WTF was I thinking? That thing is toxic. No one wants that shit.
The irony, of course, being that I’m always the one who runs away when numbers are requested or offered.
You want my number? But we’ve only been talking online constantly for four business days. IT’S TOO SOON! RUN AWAY FROM COMMITMENT!
Or something along those lines.
And yet this time, there I was talking to this guy for an about an hour late one Saturday night and when I decided I was about to pass out from exhaustion I offered him my number. Just gave it up. Didn’t make him work for it at all. And was subsequently shocked when he no longer wanted it. Hold on… that sounds kind of familiar.
The next day I played it cool. Went for brunch with friends, told them about him but whatever, not a big deal. But slowly it began to take hold.
It started with me asking my friends if they thought it was weird I hadn’t heard from him yet. “Well you guys were up late talking so maybe he’s not up yet.” Alright. Couple hours later, “It’s the week before Christmas, he’s probably out shopping.” Ok. An hour later, “He could be at work. Give him a chance before you start stalking him.”
That’s right, GIRL CRAZY was starting to set in.
Now, this hasn’t happened to me in YEARS. To be honest, I’d thought myself to be immune by now. Yeah, apparently not.
I ended up sending him an innocuous message that night. It was light and pithy and everything you want a gentle online reminder of your existence to be.
What. The. Fawk.
Girl Crazy then went into full effect. Seriously, I’m embarrassed to admit this but it’s kind of funny so I’m going to do it.

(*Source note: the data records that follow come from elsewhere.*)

Issue #4690, opened 2025-09-29
Deduplicate handling of different error types returned from remote nodes.


afck:
There are different places in the updater and client where we handle errors returned by remote nodes, e.g.:
* missing blobs published by the proposal,
* missing blobs used in the certificate,
* missing chain description blobs,
* missing events,
* missing incoming messages,
* wrong block height,
* wrong round.

In all these places we need to update the remote node and try again, which currently is done it some duplicated code.

We should try and create a single function (as far as possible) that maybe takes a closure, executes it, and on error updates the remote node and tries again.

Issue #3033, opened 2024-12-16
Convert proxy errors to `NodeError`


afck:
[Unlike the server](https://github.com/linera-io/linera-protocol/blob/a3cce00ffedd93b89323c0a7c24a9b07b2ba09c8/linera-rpc/src/grpc/server.rs#L569), the proxy [doesn't convert errors to `NodeError`](https://github.com/linera-io/linera-protocol/blob/5fcbc190be2b0e4f796590ec4cdd6082b9bd1aac/linera-service/src/proxy/grpc.rs#L436). So they become a gRPC error, on which the client automatically retries. Retrying is not appropriate for many error cases, e.g. `BlobsNotFound`.

Issue #2875, opened 2024-11-13
Distinguish local and remote errors in `update_local_node_with_blobs_from`.


afck:
Currently we ignore errors returned by `update_local_node_with_blobs_from`: It's not clear which ones can be caused by a validator and which ones are really local. Only in the latter case should `communicate_with_quorum` abort and return. In the former case it should count the votes for the `NodeError`.

However, `update_local_node_with_blobs_from` calls `receive_certificate`, which in turn may download further certificates.

We should make sure that these methods return a `NodeError` exactly in all cases where the error could be caused by a faulty _remote_ node.

Issue #2857, opened 2024-11-11
Distinguish local and remote errors in `communicate_with_quorum`


afck:
`communicate_with_quorum` currently takes a call operator that returns a `Result<_, NodeError>` (async). There are several categories of node errors:

1. The validator itself encounters an error, serializes it and sends it as a response.
2. Something goes wrong with networking or serialization, e.g. gRPC.
3. The validator's response is invalid: A certificate for the wrong chain, an inconsistent chain info, etc.
4. Something goes wrong in the client, e.g. with local storage or processing certificates in the local node.

* https://github.com/linera-io/linera-protocol/issues/258 is about separating 2 from 1.
* https://github.com/linera-io/linera-protocol/issues/2856 is about case 3: the validator should be flagged as faulty, and at least be ignored for a while.

This issue is only about separating 4 from the rest. `communicate_with_quorum` should return an error rather than count the "votes for that error" if the error is local.

PR #6360, opened 2026-05-21
Fix chain manager issues with locking block and current round. (#6343)

afck:
Port of #6343.

## Motivation

There are a few bugs in several consensus protocol edge cases:

- `NewRound` notifications for round `r` can be relevant for a client even if it is already in round `>= r`, since they could contain locking blocks. The client currently ignores them.
- When updating a validator about a new round, we only send our local locking block if it's from our own current round. It can still be relevant for the validator, however, if it's from an earlier round.
- `update_signed_proposal` isn't called if `check_proposed_block` fails, e.g. due to a conflicting locked block. But the point of `signed_proposal` is only to make a note of the proposal (whether we accepted it or not) that was signed by a chain owner, because for multi-leader rounds the presence of such a proposal determines the current round.
- The worker fails to send a `NewRound` notification if the reason for the new round is an updated `signed_proposal`, because in that case it returns an error and doesn't `create_network_actions`.

## Proposal

- Only ignore `NewRound` notifications if we're already at a greater _height_, not just _round_.
- Always send the locking block to a validator if it's at least in _their_ current round (even if it's below _our_ current round).
- Call `update_signed_proposal` if `check_proposed_block` fails.
- `create_network_actions` even in the error case.

## Test Plan

Two regression tests were added.

(The second and third point above fix the same scenario; I'd say the third point is the proper fix and the second one more of a nice-to-have. However, the second point should unblock users in some cases even before the validators have been updated.)

## Release Plan

- Nothing to do.

## Links

- `testnet_conway` version: #6343

### DIFF
--- a/linera-rpc/src/simple/server.rs
+++ b/linera-rpc/src/simple/server.rs
@@ -205,13 +205,15 @@ where
     async fn handle_message(&mut self, message: RpcMessage) -> Option<RpcMessage> {
         let reply = match message {
             RpcMessage::BlockProposal(message) => {
-                match self.server.state.handle_block_proposal(*message).await {
-                    Ok((info, actions)) => {
-                        // Cross-shard requests
-                        self.handle_network_actions(actions);
-                        // Response
-                        Ok(Some(RpcMessage::ChainInfoResponse(Box::new(info))))
-                    }
+                let (result, actions) = self.server.state.handle_block_proposal(*message).await;
+                // Dispatch actions whether or not the proposal was accepted: a
+                // rejected proposal can still advance the manager's `current_round`
+                // (via `update_signed_proposal` on the `HasIncompatibleConfirmedVote`
+                // recovery path), and subscribers need the resulting `NewRound`
+                // notification.
+                self.handle_network_actions(actions);
+                match result {
+                    Ok(info) => Ok(Some(RpcMessage::ChainInfoResponse(Box::new(info)))),
                     Err(error) => {
                         self.log_error(&error, "Failed to handle block proposal");
                         Err(error.into())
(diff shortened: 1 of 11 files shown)


ma2bd (approved):

linera-rpc/src/simple/server.rs
```diff
@@ -205,13 +205,15 @@ where
...
-                match self.server.state.handle_block_proposal(*message).await {
-                    Ok((info, actions)) => {
-                        // Cross-shard requests
-                        self.handle_network_actions(actions);
-                        // Response
-                        Ok(Some(RpcMessage::ChainInfoResponse(Box::new(info))))
-                    }
+                let (result, actions) = self.server.state.handle_block_proposal(*message).await;
+                // Dispatch actions whether or not the proposal was accepted: a
+                // rejected proposal can still advance the manager's `current_round`
```
ma2bd, line 210: Should rejected proposals even be an error in the first place?

afck: Yes: We need to tell the client why we didn't accept it. In some cases (missing blobs, missing cross-chain messages, etc.) the client needs to do something about it and retry.

ma2bd: I guess that's the same categorization issue as usual with: return values / normal (non-internal) errors / retryable internal errors / non-retryable internal errors.

afck: I agree, but that's a bigger topic, and we have open issues for that: https://github.com/linera-io/linera-protocol/issues/3033, https://github.com/linera-io/linera-protocol/issues/2857, https://github.com/linera-io/linera-protocol/issues/2875, https://github.com/linera-io/linera-protocol/issues/4690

I met a friend for coffee and made her review the entire conversation history so she could tell me where I went wrong and how. I sat there in Starbucks and handed her my phone and made her analyze every exchange, pick apart every nuance and possible meaning.

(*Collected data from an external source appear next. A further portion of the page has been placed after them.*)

PR #6362, opened 2026-05-21
docker: build linera-tests without metrics feature

ndr-ds:
## Motivation

The `linera-tests` image was being built with the `metrics` feature enabled (the Dockerfile default: `scylladb,metrics,jemalloc`). With `metrics`, `linera service` requires `--metrics-port` as a mandatory argument. The test harness (`run_node_service_with_all_options` in `cli_wrappers/wallet.rs`) spawns `linera service` without passing `--metrics-port`, so every test that starts a node service was failing.

This broke the `testnet-conway-healthcheck` CronJob: 21/29 E2E tests failed.

## Proposal

Add an optional 7th parameter `BUILD_FEATURES` to the `build_and_push` shell function in `docker_image.yml`. When set, it overrides the Dockerfile's default `build_features` ARG via `--build-arg`.

For `linera-tests`, pass `scylladb,jemalloc` (dropping `metrics`). The `linera` binary embedded in the test image no longer requires `--metrics-port`, so the test harness can spawn it without changes.

All other images (`linera`, indexer, explorer, exporter) continue using the Dockerfile default and are unaffected.

## Test Plan

NOT YET END-TO-END VERIFIED — the fix needs to land on `testnet_conway`, trigger a CI image rebuild, and then the health-check CronJob re-run to confirm all 29 tests pass.

Logic verification:
- `build_and_push` with no 7th arg: `BUILD_FEATURES` is empty, `${BUILD_FEATURES:+...}` expands to nothing → Dockerfile default unchanged ✓
- `build_and_push ... "scylladb,jemalloc"`: adds `--build-arg build_features=scylladb,jemalloc` → `metrics` excluded → `--metrics-port` not required ✓

## Release Plan

(This PR already targets `testnet_conway`. Also needs a forward-port to `main`.)

## Links

- Companion infra fix: linera-io/linera-infra#1195 (validator check image tag)

### DIFF
--- a/.github/workflows/docker_image.yml
+++ b/.github/workflows/docker_image.yml
@@ -89,6 +89,7 @@ jobs:
             local IMAGE_LONG=$4
             local BUILD_NAME=$5
             local TARGET=$6
+            local BUILD_FEATURES=${7:-}
             local LOG_FILE="/tmp/${BUILD_NAME}.log"
 
             {
@@ -106,6 +107,7 @@ jobs:
                 --build-arg "build_date=${BUILD_DATE}" \
                 --build-arg "build_flag=--release" \
                 --build-arg "build_folder=release" \
+                ${BUILD_FEATURES:+--build-arg "build_features=${BUILD_FEATURES}"} \
                 .
 
               echo "Pushing ${BUILD_NAME} images..."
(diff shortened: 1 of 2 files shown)


ma2bd:
> With metrics, linera service requires --metrics-port as a mandatory argument.

But why? This sounds like this is the real problem that needs to be fixed

ndr-ds:
The `--metrics-port` doesn't necessarily need to be mandatory, indeed, and we can follow up on that. But the bigger issue here is that a client binary used just to run some tests doesn't need to be built with the metrics feature... we're not gonna be interested in the metrics of that client binary 😅
So I think this fix makes sense. The metrics port part can be a follow up

ma2bd (approved):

At the end of it she concluded that he wasn’t that great and I didn’t do anything (obvious) to scare him off. She’s a good girlfriend 😉 Because he was pretty cool and I know she would actually tell me if I’d said something stupid, like “I want to have your babies,” or “Surely Donald Trump can’t be that bad.”
When she absolved me of all guilt I almost, almost, jumped up and fist pumped but I managed to reign the urge in. However, OkCupid dude, you can SUCK IT! Because I would have climbed you LIKE A TREE! Your loss beeotch. Just know that whatever skank you hook up with can’t possibly hold a candle to me. Mostly because I have a strict 10 foot clearance radius policy with regards to skanks holding candles.
Moral of the story, my friends, is that Girl Crazy is alive and well and the preventative vaccinations are not 100% effective. It can and will strike at any time regardless of age, experience, dead-inside-ed-ness and/or soullessness. Beware! You could be next!